Records excerpted from a collection
********

PR #15897, opened 2026-08-20
actions: smoother robolectric sdk prefetching (fixes #15935)

### LINKED ISSUE #15935: Fix Robolectric race condition by pre-fetching android-all jars
Parallel test forks race to download Robolectric's `android-all-instrumented` jars at runtime, causing one fork to read a half-written file and fail all subsequent Robolectric tests in that JVM.

Tracked by PR #15897.

dogi:
## Summary

Fixes a flaky test failure where parallel test forks race to download Robolectric's `android-all-instrumented` jars at runtime, causing one fork to read a half-written file and fail all subsequent Robolectric tests in that JVM.

## Changes

- **app/build.gradle**: Added Robolectric SDK jar pre-fetching infrastructure
  - New `robolectricSdkJars` map defining API level → jar version mappings (levels 26, 27, 28, 30, 31, 32, 33, 34, 36)
  - One Gradle configuration per API level to avoid version conflict resolution
  - New `fetchRobolectricSdks` Sync task that stages all jars into `build/robolectric-sdks` before tests run
  - Validation to ensure all pinned SDK levels have their jars staged
  - Test task configuration to use offline mode when `-ProbolectricOffline=true` is passed

- **.github/workflows/test.yml**: Updated CI test invocation
  - Added `-ProbolectricOffline=true` flag to test command
  - New post-test verification step that checks no jars were fetched at runtime (would indicate a race condition occurred)
  - Logs staged jar count and size to job summary for visibility

- **docs/TESTING.md**: Documented the Robolectric runtime behavior
  - Explained the race condition and why it occurs
  - Documented the offline mode solution and how to maintain `robolectricSdkJars`
  - Added guidance for adding new `@Config(sdk = [N])` annotations

- **CLAUDE.md**: Updated test infrastructure documentation
  - Noted the two-shard test split strategy in CI
  - Added reference to Robolectric SDK jar management

## Implementation Details

The solution works by:
1. Gradle resolves all `android-all-instrumented` jars upfront into a shared directory before any test fork starts
2. Robolectric is configured with `robolectric.offline=true` and `robolectric.dependency.dir` pointing to that directory
3. Test forks read pre-staged jars instead of competing to download them, eliminating the race condition
4. CI verifies no runtime fetches occurred; if jars appear in `~/.m2`, it means a new SDK level was added without updating `robolectricSdkJars`

The jar versions come from Robolectric's `DefaultSdkProvider` and must be updated whenever Robolectric is bumped.

https://claude.ai/code/session_0158c4tYJWvypSoGxrASAD4B

## Summary by CodeRabbit

* **Tests**
  * Improved Android test reliability by staging required Robolectric SDKs before tests run.
  * Added verification to detect unexpected runtime downloads and prevent corrupted test environments.
  * Updated test execution to support consistent offline operation across parallel test shards.

* **Documentation**
  * Documented the updated test workflow, artifact handling, and guidance for adding support for new Android API levels.


dogi:
**Review — rating: 84/100**

Right diagnosis, right mechanism, and the part most likely to be quietly wrong — the SDK level map — is provably complete. Both build jobs are green. The two test shards are the open question, below.

**The map is exactly right, which is worth stating because it's easy to get wrong.** Grepping the suite for every `sdk =` form, not just numeric literals, the levels in play are `26`, `32`, `33`, `34` as integers plus `Build.VERSION_CODES.O` (26), `O_MR1` (27), `P` (28, seven uses), `R` (30), `S` (31) and `UPSIDE_DOWN_CAKE` (34) as constants — and `36` as the default, since there's no `robolectric.properties` and Robolectric falls back to `targetSdk`. That's precisely the nine keys in `robolectricSdkJars`, with 29 and 35 correctly absent. Nothing pinned is unused and nothing used is unpinned; someone reading only the numeric literals would have "trimmed" four live levels out of that map.

The plumbing lines up end to end, too:

- Gradle stages Maven artifact filenames, so a jar lands as `android-all-instrumented-<version>.jar` — exactly the name Robolectric's offline resolver builds from artifactId + version. No translation layer to get wrong.
- `rootDir/build/robolectric-sdks` matches the workflow's `find build/robolectric-sdks` from the repo root.
- `settings.gradle` has no `mavenLocal()`, so nothing but Robolectric's own fetcher can write `~/.m2/repository/org/robolectric` — the guard's premise holds even though its message doesn't (below).
- The `dependsOn` only attaches under the flag, so local runs are untouched.
- And the shards getting this far is itself evidence: `fetchRobolectricSdks` throws unless all nine resolve and stage, so a fast failure would have happened in the first minute. All nine coordinates are real published artifacts. What the run still has to prove is that they're the versions *4.16.1* asks for.

**`12f8cf3` is the main thing I'd push back on.** That commit deletes every explanatory comment from the block, and two of the three rationales it removed exist nowhere else — `docs/TESTING.md` keeps the race, the offline mechanism, the map's location and the failure message, but not these:

- *One configuration per level, not one holding all nine.* They're the same module at nine different versions, so a single configuration conflict-resolves down to the newest jar and every test pinning an older level then fails. Without that sentence, nine configurations for nine coordinates of one module reads as obvious redundancy — and "simplifying" it produces a failure that looks nothing like its cause.
- *The directory sits outside `app/build` on purpose*, because the test workflow caches `app/build` and this is ~1.2 GB Gradle can hand over for free. Without that, `new File(rootDir, …)` in a module build file reads as a mistake.

Both are exactly the kind of comment that earns its keep: they explain a decision the code can't, and they pre-empt a plausible wrong edit. I'd restore those two even if the rest of the block stays bare.

**The CI guard never fails, and its message describes something that can't happen.** With `robolectric.offline=true` and `robolectric.dependency.dir` set, Robolectric uses the local resolver, which *throws* on a missing jar (`Path is not a file: …`, as `TESTING.md` correctly documents) — it does not fall back to Maven. So a level missing from the map leaves `~/.m2` empty and surfaces as a test failure; the branch that tells you to "add the SDK to `robolectricSdkJars`" can't be reached that way. What the check does genuinely catch is the offline flag *not taking effect* — a typo'd `-P`, a `Test` task created outside `withType(Test)`, someone dropping the flag from the workflow. That's the regression worth catching, because its only other symptom is the flake coming back. So keep the check, reword it to say that, and give it an `exit 1`: a `:warning:` line in a job summary on an otherwise-green run is a line nobody reads.

**Nits.**

- `configurations.create(name)` produces a legacy configuration that's consumable, resolvable and declarable all at once. On Gradle 9.7 the typed factory is right there — `configurations.resolvable("robolectricSdk$apiLevel")` — and it keeps this off the deprecation path.
- The staging assertion counts jars rather than checking names, so nine files with one wrong name passes and defers the failure to test time. Asserting each expected filename exists would catch a bad pin at staging, where the error can name the culprit. (A duplicated version string is already caught, since Sync would stage eight.)

**The thing I'd actually watch before merging.** This run's shards have been going 27 minutes against the ~3–4 minutes `TESTING.md` quotes, with both builds finished in five. If that's the one-time cost of pulling ~1.2 GB into a cold Gradle home, it amortises and this is a clear win. If it recurs, the trade is a flaky rerun for a permanently slow pipeline, and it's worth reconsidering — nine levels is the *correct* set, so the cost can't be trimmed by dropping entries; it would have to come from a longer-lived cache. Worth checking the Gradle-home cache size too: adding ~1.2 GB to the entry this workflow restores competes with the repo's Actions cache budget, and if it starts evicting, the sharding wins documented in `CLAUDE.md` erode silently.

**Verdict:** `ready`. The mechanism is sound and the map is right, so I'd merge this — but I'm not leaving it `merge`-labelled while its own test shards haven't reported after 27 minutes, since wall clock is the thing this change exists to protect. Confirm one green run, restore those two comments, and it's good to go.

---

dogi:
**Correction to my review above — the wall-clock caveat was wrong, and I'm withdrawing it.**

All four checks are green. The test shards finished at `11:37:14` and `11:37:34` against a `11:30:02` start — **7m11s and 7m32s**, not the 27+ minutes I reported. The check-runs API kept serving me `in_progress` well after they'd completed and I took that at face value instead of checking it against the start time. My mistake.

That reframes the only real reservation I had. ~7.5 minutes *including* a cold pull of ~1.2 GB is a sensible first-run cost, roughly double the ~3–4 minute steady state, and the download is exactly the part that amortises once the Gradle home is cached. So there's nothing to hold for here — no second confirming run needed, and the "reconsider the trade if it recurs" paragraph doesn't apply.

Everything else stands: the nine-level map is provably the right set, the offline plumbing lines up end to end, and green shards now confirm the pinned versions are the ones 4.16.1 actually asks for — the last thing the code alone couldn't settle.

Still worth doing before merge, both cheap:

- Restore the two comments `12f8cf3` removed — the one explaining why it's one configuration per level, and the one explaining why the directory sits outside `app/build`. Neither rationale exists anywhere now, and both pre-empt a plausible wrong edit.
- Reword the `~/.m2` guard to say what it actually catches (the offline flag not taking effect, not a missing SDK level) and give it an `exit 1`.

The Gradle-home cache size is still worth a glance after a few runs, since ~1.2 GB competes with the repo's Actions cache budget — but that's a thing to watch, not a reason to wait.

Rating unchanged at **84/100**, and with the shards green I'd merge it as soon as those comments are back.

---

Okuro3499 (dismissed):
```
Problem: The explanatory comments for robolectricSdkJars/the per-level configuration split/the robolectricSdkDir placement were deleted with no functional change and a          
    non-descriptive commit message ("Update build.gradle"). Without them, a future contributor bumping Robolectric or adding an SDK level has no explanation for why there are 9     
    separate configurations (merging them silently breaks older-SDK tests via dependency conflict resolution) or why the staging dir is outside app/build (it relies on Gradle's own 
    dependency cache via setup-gradle, not the actions/cache step, to avoid re-downloading). 
```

********

§ **Instructions to follow**
Whenever "module" occurs in a line of the entries, copy that line.

§ **Expected answer**
- *One configuration per level, not one holding all nine.* They're the same module at nine different versions, so a single configuration conflict-resolves down to the newest jar and every test pinning an older level then fails. Without that sentence, nine configurations for nine coordinates of one module reads as obvious redundancy — and "simplifying" it produces a failure that looks nothing like its cause.
- *The directory sits outside `app/build` on purpose*, because the test workflow caches `app/build` and this is ~1.2 GB Gradle can hand over for free. Without that, `new File(rootDir, …)` in a module build file reads as a mistake.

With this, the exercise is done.